Thought so. One of the things I remember about the Shah is that he held this huge parade celebrating Iran’s (Persian) Achaemenid past. It was quite the show and they spared no expense with the soldiers, chariots, cavalry of the period costumes. But, apparently, he was not Islamist enough for some.
I think I saw footage of that myself in some documentary from years back about the fall of the Shah. There were Legions of soldiers dressed in ancient uniforms. Judging by the look of the footage it was shot in the 1970s.
Yep. It was an anniversary of some sort, 2,500 years maybe celebrating Darius the Great. Not sure, but yes it was in the 70’s. I was into ancient wargaming at the time and the guy who had the Persians was thrilled to get the uniform pictures for his Achaemenid wargames army.
When the second Shah, Reza Pahlavi II, rose to power in 1941 after his father, Reza Pahlavi I, was deposed following his refusal to work with the Allies, the United States supported his increasingly tenuous hold on power, despite increasing calls from the people for free and fair elections, and CIA assets in Tehran’s increasingly urgent warnings over the curse of twenty years. But our oil and intelligence interests for spying on the Soviets in the region outranked any thought of supporting some fledgling democracy again and again and again.

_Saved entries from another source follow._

PR #6172, opened 2026-08-31
Prevent duplicate subscription IDs from crashing Compose lists

eliotcougar:
## Summary

Prevent duplicate entries in the persisted subscription index from producing duplicate Compose keys. The production change is one `distinct()` call in `MmkvManager.decodeSubsList()`, with a short explanatory comment and six regression tests.

## Why

Subscription records are stored by GUID, while their display order is stored separately in the `MAIN/SUB_IDS` JSON array. If that array contains repeated GUIDs, `decodeSubscriptions()` currently emits the same record repeatedly. Both the subscription `LazyColumn` and its reorderable items use that GUID as their key, so a damaged index can cause a duplicate-key Compose crash.

For example, with existing records `a`, `b`, and `c`:

```text
Saved index:       [b, a, b, c, a]
Before:            [b, a, b, c, a]
After:             [b, a, c]
```

This is defensive handling of already-duplicated stored data, not a claim that creating subscriptions with the same name produces duplicate IDs.

## Scope and behavior

- Normalize the shared reader so subscription rows and other index consumers receive unique GUIDs.
- Preserve the first occurrence and existing order, and keep returning a mutable list for current callers.
- Do not change subscription records, names, IDs, Compose keys, or the persisted format.
- Do not write back during reads. Existing normal index writes can subsequently persist the deduplicated list.
- Preserve distinct subscriptions with equal or blank names and the existing empty/malformed-index fallback.

No UI, localization, native-library, or dependency changes. Based directly on current `upstream/master`; independent of the accessibility changes in #6158.

## Validation

- Ran the six new regression tests against unchanged upstream: three failed, exposing repeated decoded IDs/rows and a surviving duplicate after removal.
- With the fix, all six pass: `:app:testPlaystoreDebugUnitTest --tests com.v2ray.ang.handler.SubscriptionIndexTest`.
- Full `:app:testPlaystoreDebugUnitTest`: **63 tests passed**.
- API 37.1 Pixel 9 Pro emulator: injected repeated GUIDs into real MMKV storage; verified exactly three rows in first-occurrence order, correct edit target, and safe list reopening. A subsequent device-side assertion confirmed that the raw saved index still contained duplicates while both readers returned unique IDs. No app crash was observed.
- Removed the temporary fixtures and restored the emulator's pre-test APK and original subscription index.

### DIFF
--- a/V2rayNG/app/src/main/java/com/v2ray/ang/handler/MmkvManager.kt
+++ b/V2rayNG/app/src/main/java/com/v2ray/ang/handler/MmkvManager.kt
@@ -718,7 +718,8 @@ object MmkvManager {
         return if (json.isNullOrBlank()) {
             mutableListOf()
         } else {
-            JsonUtil.fromJsonSafe(json, Array<String>::class.java)?.toMutableList() ?: mutableListOf()
+            // Keep the first occurrence so a damaged index cannot produce duplicate Compose keys.
+            JsonUtil.fromJsonSafe(json, Array<String>::class.java)?.distinct()?.toMutableList() ?: mutableListOf()
         }
     }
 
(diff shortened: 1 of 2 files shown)


2dust:
会存在重复的ID 吗？
先合并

We were only staying in Iran for six months after the war. That’s what we told them.
After ignoring ten years of warning from the CIA and our own embassy, and then their missive in late 1978 from Tehran that our puppet leadership through the Shah wasn’t working and further that Iran was going to fall if we didn’t change our policy and start talks with the country’s leading clerics immediately. But no, came the answer.
So instead, in 1979 we got overthrow and hostages and an assured theocracy for the next three generations. The Shah’s family fled the country.
His oldest son, Reza Pahlavi III, was already in the United States going to college. He was a classmate of mine. He was a quiet, serious young man with the same look and life of the rest of my college classmates in 1980’s Boston. We all danced to Michael Jackson, read until our eyeballs burned, and cheered and screamed and cried during The Miracle on Ice.
At the time, I remember being both impressed and proud at the time of my fellow classmates, and more widely, my fellow countrymen who were uniformly tolerant and often sympathetic to him and his refugee situation. Our pride in America having been stirred by the Olympics, we were even more aware of what life would be life without it. To be a man without a country was something we could understand. The World War II generation understood this on a personal level.
Sadly, I feel nowadays that he would not even be welcome to stay in the United States on his student visa and if he were to stay, would be subjected to all kinds of racial and religious epithets.
These are sad times.
Excellent and illuminating article – thanks.
Thanks for the kind word.
Great story but you inked over the critical part of the Molotov agreement – the USSR divded Poland with Nazi Germany.
Wow, this we never hear of. Great article.
the same behavior from centuries of colonialists and evil states
Excellent timing , and illuminating facts.. Thank you.
Hitler “tore up the pact” with Stalin because Stalin’s three million troops were about to rush through Germany to take over the rest of Europe.Dunderheads decided to help Stalin achieve his aim. See Suvorov’s ‘Icebreaker’.
Don’t think so Rolf. 3 million poorly armed peasants vs German panzer divisions. Think we know how that would have went.